Seit 1900 hat der Wein aus dem Aostatal seine alte Tradition wiederentdeckt und sich in der Neuzeit im Zuge der Gründung von Weingütern weiterentwickelt, die heute eine’große Auswahl an DOC-Weinen, in ganz Italien und auf internationaler Ebene verbreitet. Zu den rot Dazu gehören der Arnad-Montjovet, Donnas, Gamay, Merlot, Nebbiolo, Pinot Noir und die alte Rebsorte Syrah. Auch die Weiße Chardonnay, aber auch Müller-Thurgau, Petite Arvine, Pinot Grigio und Prié Blanc. Sehr eigenwillig, wenig säurehaltig und mit interessanten Nuancen ist auch der Rosé auf Nebbiolo-Basis. Weniger bekannt, aber durchaus begehrt sind die Passito-Weine aus Chardonnay Vendemmia Tardiva und Pinot Grigio Vendemmia Tardiva. Und schließlich, ebenfalls aus Nebbiolo, sollten Sie sich die Aromen der Grappa des Aostatals.
Vom Arnad-Speck bis zur Motzetta: traditionelle Wurstwaren
Noch bevor man die höchsten Gipfel erklimmt, auf dem Talsohle Auf dem Weg vom Canavese nach Aosta wird der Gaumen mit dem König der Wurstwaren aus dem Aostatal konfrontiert: dem Lardo d’Arnad DOP, einem Produkt mit geschützter Ursprungsbezeichnung, das ausschließlich aus der Schulter von Schweinen mit einem Gewicht von mehr als zwei Quintalen hergestellt wird. Ein Unikat, das nicht nur den Ausgangspunkt betrifft, denn sobald die Speckstücke gewonnen sind, werden sie in den “doils”, alte Gefäße aus Kastanien- oder Eichenholz. Hier die Schichten des Speck, die sich so lange überlagern, bis die Füllung gesättigt ist, wechseln sich ab mit einer Mischung aus Salz, Wasser, Gewürze, natürliche Aromen und Bergkräuter. Nach einer Reifezeit von nicht weniger als drei Monaten, in denen der Speck seinen Duft und seine organoleptischen Eigenschaften entwickelt, die ihn auf so besondere Weise auszeichnen, dass auf der Zunge zergehen auf dem Tisch, perfekt zu mit Honig bestrichenen Roggenbrot-Crostini.

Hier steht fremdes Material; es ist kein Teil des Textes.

PR #722, opened 2020-11-13
lifecycle api, types, tests & example

### LINKED ISSUE #589: LifecycleNode support in rclnodejs
rclnodejs should support lifecycle (a.k.a managed) nodes.

https://github.com/ros2/demos/blob/master/lifecycle/README.rst

wayneparrott:
This PR implements the ROS2 Lifecycle Node (managed node) as described in the [ROS2 Managed Node design](https://design.ros2.org/articles/node_lifecycle.html) and implemented by the [rclcpp lifecycle implementation](https://github.com/ros2/rclcpp/tree/master/rclcpp_lifecycle).

### Key changes:

**index.js (updated)**
* added lifecyle import
* added rclnodejs.lifecycle property - simulate namespace
* added createLifecycleNode()
* refactored common logic for node creation for use in both createNode() and createLifecycleNode()

**index.ts (updated)**
* added TypeScript declarations for createLifecyleNode()

**lifecycle.js (new)**
* includes LifecycleNode, a subclass of ShadowNode, and lifecycle support classes and interfaces

**index.d.ts (new)**
* includes TypeScript declarations for LifecycleNode and lifecycle support classes and interfaces.

**rcl_lifecycle_bindings.hpp (new)**
**rcl_lifecycle_bindings.cpp (new)**
* contains native addon C functions for interfacing with rcl_lifecycle_state_machine data-structures and api.

**lifecycle_publisher.js (new)**
* implements LifecyclePublisher - based on the rclcpp LifecyclePublisher implementation

**lifecycle_publisher.d.ts (new)**
* TypeScript declarations for LifecyclePublisher.

**publisher.js (updated)**
* refactored common publisher creation functionality for reuse by LifecyclePublisher.

**test-lifecycle.js (new)**
* unit tests for LifecycleNode and related classes

**test-lifecycle-publisher.js (new)**
* unit tests for LifecyclePublisher and related classes

**main.ts (updated)**
* added dtslint LifecycleNode cases

**lifecycle-node-example.js (new)**
* demonstrates how to use LifecycleNode, register transition callbacks and change states.

Fix #589


src/rcl_lifecycle_bindings.cpp
```diff
@@ -0,0 +1,372 @@
...
+  // each service RclHandler with a new function that is passed a pointer to the
+  // service RclHandler. The deleter function then sets the service RclHandler
+  // parameter's pointer to nullptr. All joy - no double free()!
+  auto srv_handle =
+      RclHandle::NewInstance(service, nullptr, [] { return RCL_RET_OK; });
+  RclHandle* rclHandle = RclHandle::Unwrap<RclHandle>(srv_handle);
+  RclHandle::Unwrap<RclHandle>(srv_handle)->set_deleter([rclHandle] {
+      rclHandle->set_ptr(nullptr);
+      return RCL_RET_OK;
+    });
```
wayneparrott: I would appreciate a close critique of this unit of code where I worked around an exception where free() was being called twice on the same underlying rcl unit of memory. In a nutshell, rcl provides a rcl_lifecycle_state_model that contains a state-model and also instances of Services for the lifecycle_msgs/srv/* interfaces. The LifecycleNode implementation accesses these Services from the rcl_lifecycle_state_model, creates RclHandles for each and then installs them in the node's services list. When the node is gc'ed the deleter for the RclHandle wrapping the rcl_lifecycle_state_model properly cleans up it's memory and releases the services it manages. The RclHandles wrapping each of the state_model services are calling free() on their service pointer which has already been freed by it's containing rcl_lifecycle_state_model. This is causing a segfault.

To avoid this 2nd free() I'm hacking each service RclHandler deleter such that it sets it's pointer to a service to null. Doing this prevents RclHandle#Reset() from calling free(). No more **double free()**.

Hope this makes sense.

index.js
```diff
@@ -424,3 +429,30 @@ const TimeSource = require('./lib/time_source.js');
 rcl.TimeSource = TimeSource;
 
 inherits(rclnodejs.ShadowNode, Node);
+
+function _createNode(
+  nodeName,
+  namespace = '',
+  context = Context.defaultContext(),
+  options = NodeOptions.defaultOptions,
+  nodeClazz
```
minggangw: nodeClass? I googled `clazz` and found it was used in Java commonly :)

lib/lifecycle.js
```diff
@@ -0,0 +1,748 @@
...
+  isError() {
+    return this.value === CallbackReturnCode.ERROR;
+  }
+
+  /**
+   * A predicate to test if an error message has been assigned.
+   * @returns {boolean} Return true if an error message has been assigned; otherwise return false.
+   */
+  hasErrorMsg() {
+    return this.isSuccess() ? false : !!this._errorMsg;
```
minggangw: How about `return !this.isSuccess() && this._errorMsg;`

src/rcl_lifecycle_bindings.hpp
```diff
@@ -0,0 +1,31 @@
...
+// distributed under the License is distributed on an "AS IS" BASIS,
+// WITHOUT WARRANTIES OR CONDITIONS OF ANY KIND, either express or implied.
+// See the License for the specific language governing permissions and
+// limitations under the License.
+
+#ifndef RCLNODEJS_RCL_LIFECYCLE_BINDINGS_HPP_
+#define RCLNODEJS_RCL_LIFECYCLE_BINDINGS_HPP_
+
+#include <nan.h>
+#include <rcl/rcl.h>
```
minggangw: these headers can be removed

src/rcl_lifecycle_bindings.cpp
```diff
@@ -0,0 +1,372 @@
...
+// WITHOUT WARRANTIES OR CONDITIONS OF ANY KIND, either express or implied.
+// See the License for the specific language governing permissions and
+// limitations under the License.
+
+#include "rcl_lifecycle_bindings.hpp"
+
+#include <rcl/error_handling.h>
+#include <rcl/rcl.h>
+
+#include <iostream>
```
minggangw: I think we don't need this.

src/rcl_lifecycle_bindings.cpp
minggangw: This is a new scenario of `RclHandle`, currently, the pointer was freed by default when calling `Reset()`. I suggest we could extend the `RclHandle` class to make the code consistent

For the declaration:
```c
  // |handle| will be freed if |will_delete| is true.
  static v8::Local<v8::Object> NewInstance(
      void* handle, RclHandle* parent = nullptr,
      std::function<int()> deleter = [] { return 0; },
      will_delete = true)
```

For the implementation:
```c
if (will_delete_)
  free(pointer_);
```

than we could call like
```c
 auto srv_handle =
      RclHandle::NewInstance(service, nullptr, std::function<int()>(), false);
```

Also, I notice that we have https://github.com/RobotWebTools/rclnodejs/blob/711072d689acc7221cbb8e289ca552db2c423c4b/src/rcl_handle.cpp#L81-L86, not sure if we could leverage that.

minggangw (commented):
Thanks for implementing this HUGE pull request and I look through it quickly, generally looks good! As I don't understand lifecycle comprehensively, I'd like to invite @koonpeng to review it, thanks!

koonpeng:
this is quite a large PR, I may need some time to review this :sweat_smile:. I don't have experience with lifecycle nodes as well so I will just try to review based on my knowledge of rcl.

wayneparrott:
@koonpeng @minggangw et al, please ping me if I can be of assistance during the review.

At work I usually start reviews by asking the dev how comfortable he/she is with a specific unit of code, are there any hot spots or overly complex areas that he has concerns. With that I'll share 2 areas that need discussion:

1. I've already highlighted that the implementation makes 4 Services created by the rcl lifecycle api visible to rclnodejs. A work-around of the RclHandler Reset behavior was implemented to avoid double free() error of the Service ptr.  

edited @wayneparrott - Please hold off on further review. While describing design issue #2 below I identified a simplification which I will submit an update later today.

~~2. The lifecycle.js module requires an `initialize()` function to be called before it is runnable. I'm not fully comfortable with this. This requirement arises because of a dependency cycle that arises because I was trying to use lifecycle state machine constants defined in the lifecycle [State and Transition messages](https://github.com/ros2/rcl_interfaces/tree/master/lifecycle_msgs) rather than hard-code those same constants in JS code.  An alternate approach is to hard-code the lifecycle state machine constants defined in the lifecyle State and Transition messages. **I'm not opposed to the latter approach.** But wanted to get the insight of others before doing so.~~

~~tldr;
Here's the details behind this and an alternate approach:~~

~~The `State` and `Transition` message definitions include the state id constants used by the lifecycle state machine. The implementation loads instances of these message types at runtime in order to reference their state machine constants. This dependency leads to the Lifecycle module not being runnable until message files have been generated which happens at rclnodejs installation and at `rlcnodejs.init()` time. Here's where it gets tricky, index.js loads the lifecycle module and exposes it through a new public lifecycle property, i.e., `rclnodejs.lifecycle`. To work around this chicken-egg dependency the lifecycle module has an initialize() function that must be called after calling rclnodejs.init(). At this time, lifecycle.initialize() is called implicitly as a part of rclnodejs.createLifecycleNode().~~

~~Summary of the dependency:  rclnodejs -> lifecycle module -> generated messages -> rclnodejs.init()~~

~~**The lifecycle module dependency upon the State and Transition messages could be eliminated by hard-coding their state machine constants in JS code rather than pulling them from these 2 messages. I was hoping to avoid hardcoding the constants. But as a consequence, the lifecycle module has to wait for rclnodejs.init() to complete before it can safely load the 2 messages.**~~

~~So before going too deep into the review, let's decide if the current design with dependencies on the message constants is acceptable or if we should work to remove the dependency on the State and Transition messages, i.e., hard code the  constants. **At this time I'm very open to hard coding the constants. Thoughts?**
tldr;~~

lib/lifecycle.js
wayneparrott: +1

wayneparrott:
The latest commit should be the one. It includes @minggangw earlier suggestions; especially see rclhandler.cpp free_ptr_. In lifecycle.js I switch to using lazy initialization of a couple of message interfaces which I feel is a good simplification from my initial commit.

src/rcl_lifecycle_bindings.cpp
koonpeng: I suggest to instead make the `deleter`'s job to free the memory, the default delete will call free but you can pass in a custom deleter to perform other actions.

src/rcl_handle.cpp
```diff
@@ -86,7 +86,8 @@ NAN_METHOD(RclHandle::Dismiss) {
 }
 
 v8::Local<v8::Object> RclHandle::NewInstance(void* handle, RclHandle* parent,
-                                             std::function<int()> deleter) {
+                                             std::function<int()> deleter,
```
koonpeng: I suggest to instead make the `deleter`'s job to free the memory, the default delete will call free but you can pass in a custom deleter to perform other actions. This follows closer to how `std::shared_ptr` and other v8 functions that takes in a custom deleter works.

src/rcl_lifecycle_bindings.cpp
```diff
@@ -0,0 +1,363 @@
...
+#include "lifecycle_msgs/srv/get_state.h"
+
+
+namespace rclnodejs {
+
+static v8::Local<v8::Object> wrapState(const rcl_lifecycle_state_t* state) {
+  v8::Local<v8::Object> jsState = Nan::New<v8::Object>();
+  Nan::Set(jsState, Nan::New("id").ToLocalChecked(), Nan::New(state->id));
+  Nan::Set(jsState, Nan::New("label").ToLocalChecked(),
+           Nan::New(state->label).ToLocalChecked());
```
koonpeng, line 40: I don't know much about native c++ modules, would it be better if we use v8 accesors to bind these properties? https://v8.dev/docs/embed#accessing-dynamic-variables and https://github.com/nodejs/nan/blob/master/doc/methods.md#api_nan_set_accessor.

We might also want to make them readonly.

src/rcl_lifecycle_bindings.cpp
```diff
@@ -0,0 +1,363 @@
...
+  return jsState;
+}
+
+static v8::Local<v8::Object> wrapTransition(
+    const rcl_lifecycle_transition_t* transition) {
+  v8::Local<v8::Object> jsTransition = Nan::New<v8::Object>();
+  Nan::Set(jsTransition, Nan::New("id").ToLocalChecked(),
+           Nan::New(transition->id));
+  Nan::Set(jsTransition, Nan::New("label").ToLocalChecked(),
+           Nan::New(transition->label).ToLocalChecked());
```
koonpeng, line 50: See above comment in `SetAccessor`.

src/rcl_lifecycle_bindings.cpp
```diff
@@ -0,0 +1,363 @@
...
+  rcl_lifecycle_state_machine_t* state_machine =
+      reinterpret_cast<rcl_lifecycle_state_machine_t*>(
+          state_machine_handle->ptr());
+
+  std::string lifecycle_srv_field_name(*Nan::Utf8String(info[2]));
+
+  std::string service_name;
+  rcl_service_t* service;
+  if (lifecycle_srv_field_name.compare("srv_get_state") == 0) {
+    service_name = "~/get_state";
```
koonpeng: Should we be using `rcl_service_get_service_name` instead of hardcoding this?

src/rcl_lifecycle_bindings.cpp
```diff
@@ -0,0 +1,363 @@
...
+    service_name = "~/get_available_states";
+    service = &state_machine->com_interface.srv_get_available_states;
+  } else if (lifecycle_srv_field_name.compare(
+                 "srv_get_available_transitions") == 0) {
+    service_name = "~/get_available_transitions";
+    service = &state_machine->com_interface.srv_get_available_transitions;
+  } else if (lifecycle_srv_field_name.compare("srv_change_state") == 0) {
+    service_name = "~/change_state";
+    service = &state_machine->com_interface.srv_change_state;
+  }
```
koonpeng, line 224: missing find `else` so we may end up creating a `RclHandle` to a random access or nullptr (does c++ initialize pointers?).

src/rcl_lifecycle_bindings.cpp
```diff
@@ -0,0 +1,363 @@
...
+  rcl_lifecycle_state_machine_t* state_machine =
+      reinterpret_cast<rcl_lifecycle_state_machine_t*>(
+          state_machine_handle->ptr());
+  std::string transition_label(*Nan::Utf8String(info[1]));
+
+  bool publish = true;
+  rcl_ret_t ret = rcl_lifecycle_trigger_transition_by_label(
+      state_machine, transition_label.c_str(), publish);
+
+  if (ret == RCL_RET_OK) {
```
koonpeng: throw on error?

lib/lifecycle.js
```diff
@@ -0,0 +1,728 @@
...
+ * @typedef SerializedState
+ * @type {object}
+ * @property {number} id - code identifying the type of this state.
+ * @property {string} label - readable name of this state.
+ */
+
+/**
+ * The state of the lifecycle state model.
+ */
+class State {
```
koonpeng, line 56: We are already creating a new object with `wrapState` in the c++ side, we could avoid creating redundant objects by either using the object from c++, or bind the values on c++ side and create a copy of it here to avoid unintended modifications by the user.

lib/lifecycle.js
```diff
@@ -0,0 +1,728 @@
...
+  constructor(id, label) {
+    this.id = id;
+    this.label = label;
+  }
+
+  /**
+   * Create an object representation of state properties.
+   * @return {SerializedState} The object.
+   */
+  asMessage() {
```
koonpeng: Doesn't this return the same thing except it removes the prototype chain?

lib/lifecycle.js
```diff
@@ -0,0 +1,728 @@
...
+    this.startState = startState;
+    this.goalState = goalState;
+  }
+
+  /**
+   * Create an object representation of the transitionDescriptons properties.
+   * 
+   * @returns {object} The object representation.
+   */
+  asMessage() {
```
koonpeng: Doesn't this return the same thing except it removes the prototype chain?

koonpeng (commented):
Echoing back to `SetAccessors`, I wonder if it's possible to bind all the rcl structs to js objects.

src/rcl_lifecycle_bindings.cpp
wayneparrott: +1, I completely missed this api and hardcoded as my fallback plan. Will make this change.

src/rcl_lifecycle_bindings.cpp
wayneparrott: +1. Added the following snippet:
```
THROW_ERROR_IF_EQUAL(
                   nullptr,
                   service,
                   "Service not found.");
```

src/rcl_lifecycle_bindings.cpp
wayneparrott: +1. Using this macro now throughout the file.
```
  THROW_ERROR_IF_NOT_EQUAL(RCL_RET_OK,
                           rcl_lifecycle_trigger_transition_by_id(
                              state_machine, transition_id, publish),
                           rcl_get_error_string().str);
```

lib/lifecycle.js
wayneparrott: +1. Removed asMessage() methods from State, Transition and TransitionDescription.

lib/lifecycle.js
wayneparrott: +1. see above.

src/rcl_handle.cpp
wayneparrott: @koonpeng @minggangw I can see the merit to your recommendation to delegate managing ptr memory to a deleter function. Yet I feel making such a change is beyond the scope of this PR due to the large impact it would have across the addon codebase. My preference is to continue with my original technique/hack, i.e., where my deleter function sets the rclHandle's ptr to null, and open a separate issue for how RclHandle handles free it's ptr.

index.js
wayneparrott: Renaming to `nodeClass`. From my zillion years developing with Java I used 'zz' without giving it real thought.

src/rcl_lifecycle_bindings.cpp
wayneparrott: My initial thought regarding your suggestion to bind JS objects to C++ object wrappers on rcl C structs is a more object-oriented approach and a departure from the current functional style addon api design. I'm hesitant to embark on a new approach without broader discussion and agreement. It seems like a slippery slope that could quickly get very complicated when generally applied.

I realize my impl dynamically creates JS data-transfer objects and copies data into them rather than directly referencing the C data from JS objects. In this case is seemed like an OK tradeoff of a little extra memory per state/transition data for a simple implementation. Maybe this is the wrong attitude given this code could be running on a smaller system, e.g., raspi. 

My preference is to continue with the current api design. But I'm open (team player) to a general change towards an object-oriented wrapping approach. Before we go there, consider the potential implementation complexity over our functional model. My expectation is adopting an OO approach will result in creating parallel C++ hierarchies wrapping rcl C structs and api with corresponding JS bindings. So in the lifecycle case that could involve creating C++ representations for Lifecycle StateMachine, State, Transition, TransitionDescription and Service.

@minggangw @koonpeng  Thoughts?

koonpeng: I don't mind the current design, the only small problem I see is that some functions are creating a temporary object which are immediately discarded on the js side. But I don't think these functions are called often enough that it matters

Currently these are only simple plain data objects, but if we want to add methods to them in the future, it could create quite a lot of extra complexity that might not be worth the trouble.

wayneparrott: Agree. Thx for the feedback.

src/rcl_handle.cpp
minggangw: +1 We'd better focus on the lifecycle feature within this PR, considering we have already had a lot of changes. @wayneparrott please go-ahead to open an issue, as @koonpeng said we should have a completely user-defined deleter.

wayneparrott: Opened issue #728

src/rcl_lifecycle_bindings.cpp
wayneparrott: see comments above.

lib/lifecycle.js
wayneparrott: See previous comments.

src/rcl_lifecycle_bindings.cpp
wayneparrott: see issue #728

minggangw (approved):
I have no further comments, lgtm, and thanks for implementing this important feature, great progress!

minggangw:
I think we could move forward, @koonpeng any comments? @wayneparrott please merge it when it's good to go (soft reminder: please select "Squash and merge" option)

koonpeng (approved):
LGTM!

Der Speck aus Arnad ist jedoch nicht der einzige König auf den Tischen des Aostatals. Die lokalen Wurstwarenhersteller produzieren verschiedene traditionelle Wurstwaren, darunter la Motzetta, eine besondere Art von getrocknetem Fleisch, das sehr schmackhaft und aromatisch ist und aus Rind- oder Gamsfleisch hergestellt werden kann. Und schließlich gibt es für Feinschmecker noch die Boudins, Salami aus Kartoffeln, Rote Bete und Schweineblut.
Der Fontina aus den Almen ist die Königin eines ganzen Reichtums an Aromen
Die Fontina g.U., der im gesamten Aostatal, in Italien und weltweit verbreitet ist, und insbesondere der auf den Almen hergestellte Fontina DOP darf auf den Tischen der Feinschmecker nicht fehlen. Zahlreiche lokale landwirtschaftliche Betriebe stellen ihn her und sind Mitglieder des Konsortiums der Erzeuger und zum Schutz der DOP Fontina.
Neben diesem unglaublichen Käse, der zu jeder Jahreszeit passt, gibt es jedoch noch weitere gastronomisch interessante Produkte, die man sich bei einer kulinarischen Entdeckungsreise durch das Tal auf keinen Fall entgehen lassen sollte.
Darunter befinden sich einige frische Kuhmilchkäse, darunter der Reblec oder gereift wie die Tome-Käse. Typisch für das Aostatal ist außerdem die Ricotta aus Salignön, cremig und fettig, mit einem scharfen und würzigen Geschmack, vermischt mit Salz, Pfeffer und Chili.
Zu den Produkten, die man unbedingt probieren und entdecken sollte, gehört außerdem die Micooula, ein typisches süßes Brot aus der Gemeinde Hône, das aus Vollkornweizen- und Roggenmehl, Kastanien, Rosinen, getrockneten Feigen, Butter, Eiern, Salz und Zucker zubereitet wird. Erwähnenswert ist daher auch dasin Piata di Issogne, P.A.T., ein süßes Fladenbrot aus Roggenmehl, Butter, Rosinen und Walnüssen, garniert mit Äpfeln und Zuckerguss.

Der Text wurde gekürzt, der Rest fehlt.